Certified Registered Respiratory Therapist
Veterans who are mobile enough to move around a hospital environment are capable to perform the duties of a certified registered respiratory therapist. A respiratory therapist aids patients who have trouble breathing and suffer from conditions like asthma or chronic respiratory disease. Advanced certifications are needed to work in fields that provide neonatal care in high intensity departments. This field requires an associate’s degree and has plenty of space to grow with experience. Applicants must be currently registered with the state in which they wish to practice.
Federal Government Services and Job Training
Some of the best jobs for disabled veterans are federal jobs. An advantage is given to certain veteran applicants over non-veterans in the US government known as veteran's preference. Disabled veterans who were discharged under honorable conditions are given the most points in their job application over others claiming veterans preference.
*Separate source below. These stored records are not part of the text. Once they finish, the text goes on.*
PR #1681, opened 2026-05-20
perf(whir): use collect_n for select challenge powers

shahrukhjutt98:
## Summary

- Route WHIR select-statement challenge-power precomputation through `Powers::collect_n`.
- Start the sequence with `shifted_powers(gamma^shift)` so it still produces `gamma^shift, gamma^(shift + 1), ...`.
- Reuse the packed powers collection path enabled by #1639 without changing the batched constraint semantics.


Nashtare (approved):
LGTM

PR #1684, opened 2026-05-20
fix(mersenne-31): allow value == P in MDS partial-reduction

tcoratger:
@Nashtare Looks like a bug highlighted by https://github.com/Plonky3/Plonky3/pull/1683 for some reason

## Summary

`LargeConvolveMersenne31::reduce` (the partial-reduction step at the tail of the large-RHS Karatsuba convolution) constructs two `Mersenne31` intermediates via `from_canonical_unchecked`. Both inputs can equal `P = 2^31 - 1` — the non-canonical representation of the field's zero element — within the bounds the surrounding proof already establishes:

- `(z & MASK) == P` whenever the low 31 bits of `z` are all ones (e.g. `z = -1`, `z = P`).
- `high_bits + sign_bits == P` is excluded by the function's own size bounds, but the constructor was still strict on it.

`from_canonical_unchecked` requires `int < ORDER_U32` strictly, enforced by a `debug_assert!`. The boundary case `int == P` is therefore a debug-only panic. Release builds compute the correct field element (`Add` normalises `P + x` correctly), so this is purely an assertion-vs-bound mismatch — the math was always right.

## Symptom

`proptest` happens to find triggering inputs over time. Most recently it surfaced on PR #1683's CI run via:

```
thread 'aarch64_neon::poseidon1::tests::poseidon1_neon_matches_scalar_width_32' panicked at
mersenne-31/src/mersenne_31.rs:433:9:
assertion failed: int < Self::ORDER_U32
```

The MDS path runs inside the Poseidon1 NEON parity test, so the panic appears far from its root cause. Once `proptest` saves the seed in `mersenne-31/proptest-regressions/aarch64_neon/poseidon1.txt`, every subsequent debug-mode run replays it.

## Fix

Switch the two `from_canonical_unchecked` calls to `Mersenne31::new_reduced`, which already accepts `[0, P]` — the exact range the bounds in this function prove. No `unsafe` needed, no behavior change in release.

## Test

Adds `large_convolve_reduce_accepts_p_representation` — a direct unit test on `LargeConvolveMersenne31::reduce` that feeds `z = -1` and `z = P` and checks the field-reduced result. Verified failing on the pre-fix code with the exact same `assertion failed: int < Self::ORDER_U32` panic, and passing on the fix.

## Test plan

- [x] `cargo test -p p3-mersenne-31 --lib` (debug, 188 pass)
- [x] Manually re-applied the buggy code and confirmed the new test reproduces the original panic

### DIFF
--- a/mersenne-31/src/mds.rs
+++ b/mersenne-31/src/mds.rs
@@ -7,7 +7,6 @@
 //! database.
 
 use p3_field::PrimeCharacteristicRing;
-use p3_field::integers::QuotientMap;
 use p3_mds::MdsPermutation;
 use p3_mds::karatsuba_convolution::Convolve;
 use p3_mds::util::{dot_product, first_row_to_first_col};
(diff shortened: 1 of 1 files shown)


Nashtare (approved):
Thanks, I was just about to open a PR for it! LGTM

Issue #1279, opened 2026-02-01
TwoAdicFriPcs instantiation


MuhtasimTanmoy:
A working FRI commit looks like this

```rust
type F = KoalaBear;
type MyChallenger = DuplexChallenger<F, Poseidon16, 16, 8>;

// Initialize the DFT (Discrete Fourier Transform) engine
let logn = 23;
let n = 1 << logn; 
let dft = Radix2DFTSmallBatch::<F>::new(n);

// Instantiate the Merkle Tree MMCS
let mut rng = SmallRng::seed_from_u64(1);
let poseidon16 = Poseidon16::new_from_rng_128(&mut rng);
let poseidon24 = Poseidon24::new_from_rng_128(&mut rng);
let merkle_hash = MerkleHash::new(poseidon24);
let merkle_compress = MerkleCompress::new(poseidon16);

let val_mmcs = Poseidon2MerkleMmcs::<F, Poseidon16, Poseidon24>::new(
    merkle_hash,
    merkle_compress,
);

// Configure FRI params
let fri_params = FriParameters {
    log_blowup: 1,
    log_final_poly_len: 0,
    num_queries: 90,
    commit_proof_of_work_bits: 8,
    query_proof_of_work_bits: 8,
    mmcs: val_mmcs.clone(), 
};

// Instantiate the PCS
let pcs = TwoAdicFriPcs::<F, DFT, _, _>::new(dft, val_mmcs, fri_params);

let domain = TwoAdicMultiplicativeCoset::new(F::GENERATOR, logn) .expect("log height too large");

// Init the polynomial data
let mut poly_rng = StdRng::seed_from_u64(0);
let polynomial = EvaluationsList::<F>::new((0..n).map(|_| poly_rng.random()).collect());

// This pairs the domain with the matrix and wraps it in an iterator.
let matrix_iter = std::iter::once((
    domain,
    RowMajorMatrix::new(polynomial.as_slice().to_vec(), 1),
));

// --- Commitment Call ---
// 9. Commit to the matrix 
let (commitment, prover_data) = Pcs::<F, MyChallenger>::commit(&pcs, matrix_iter.clone());
```

In order to

```rust
// convert this
let (commitment, prover_data) = Pcs::<F, MyChallenger>::commit(&pcs, matrix_iter.clone());

// to 
let (commitment, prover_data) = pcs.commit(matrix_iter.clone());
```

What needs to be done?  
How to pass `F, MyChallenger` then?

[...]

PR #1707, opened 2026-05-26
test(fri): clarify valid Pcs::commit call styles

peter941221:
This addresses #1279.

The issue is not an implementation bug in `TwoAdicFriPcs`, but a user-facing confusion around where Rust can infer the `Pcs<Challenge, Challenger>` trait parameters for `commit`.

This PR keeps the API unchanged and instead adds executable clarification.

It adds a focused test showing the two valid call styles on the same PCS instance:
- `pcs.commit(...)` when the trait parameters are inferable
- `<MyPcs as Pcs<Challenge, Challenger>>::commit(&pcs, ...)` when explicit UFCS is needed

It also adds a short note on `Pcs::commit` documenting that distinction.

Why this shape:
- `Pcs::commit` is defined on the trait, not on `TwoAdicFriPcs` itself
- the repository already uses both styles today in `fri/tests/pcs.rs`
- https://github.com/Plonky3/Plonky3/issues/1279#issuecomment-3831899479 already points to explicit UFCS as the expected fallback

Why the test uses a helper for the method-call case:
- raw `pcs.commit(...)` in arbitrary test scope can hit the same ambiguity as the original issue
- the helper establishes a context where the relevant `Pcs<Challenge, Challenger>` implementation is already fixed
- that lets the test demonstrate the intended method-call form without changing API shape

Non-goals:
- no API change to `TwoAdicFriPcs`
- no extra generic parameters added to the struct
- no wrapper convenience method

Testing:
- `CARGO_NET_GIT_FETCH_WITH_CLI=true cargo test -p p3-fri --test pcs`

### DIFF
--- a/commit/src/pcs/univariate.rs
+++ b/commit/src/pcs/univariate.rs
@@ -83,6 +83,10 @@ where
     /// the polynomials defined by those evaluations. If `zk` is enabled, the evaluations are
     /// first randomized as explained in Section 3 of <https://eprint.iacr.org/2024/1037.pdf>.
     ///
+    /// Method-call syntax like `pcs.commit(...)` works when Rust can infer the
+    /// `Pcs<Challenge, Challenger>` parameters. Otherwise use explicit UFCS, e.g.
+    /// `<MyPcs as Pcs<Challenge, Challenger>>::commit(&pcs, ...)`.
+    ///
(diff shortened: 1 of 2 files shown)


Nashtare (commented):
This doesn't bring much value.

Also, veterans can get compensated by the federal government for having disabilities that were a result of serving, known as service connected disabilities. These veterans are allowed this compensation only if they are separated or discharged from the military with conditions other than a dishonorable discharge. The Department of Veterans Affairs is in charge of allocating monthly service connected disability payments based on the degree of the disability and number of eligible dependents the service member may have.
There is also valuable education and career counseling services available to disabled veterans who need it most, known as vocational rehabilitation and employment. The Department of Veterans Affairs provides this personalized counseling service and support to get veterans’ career paths on the right track. A veteran can seek job training or help finding the best jobs for disabled veterans through vocational rehabilitation.
It is simple to apply on the VA website and get started on a successful transition to working as a civilian. For service members who are severely disabled, this is a key use of their VA benefits to ensure ongoing support. The federal government also encourages veterans who are small business owners or want to start their own small business to register for help.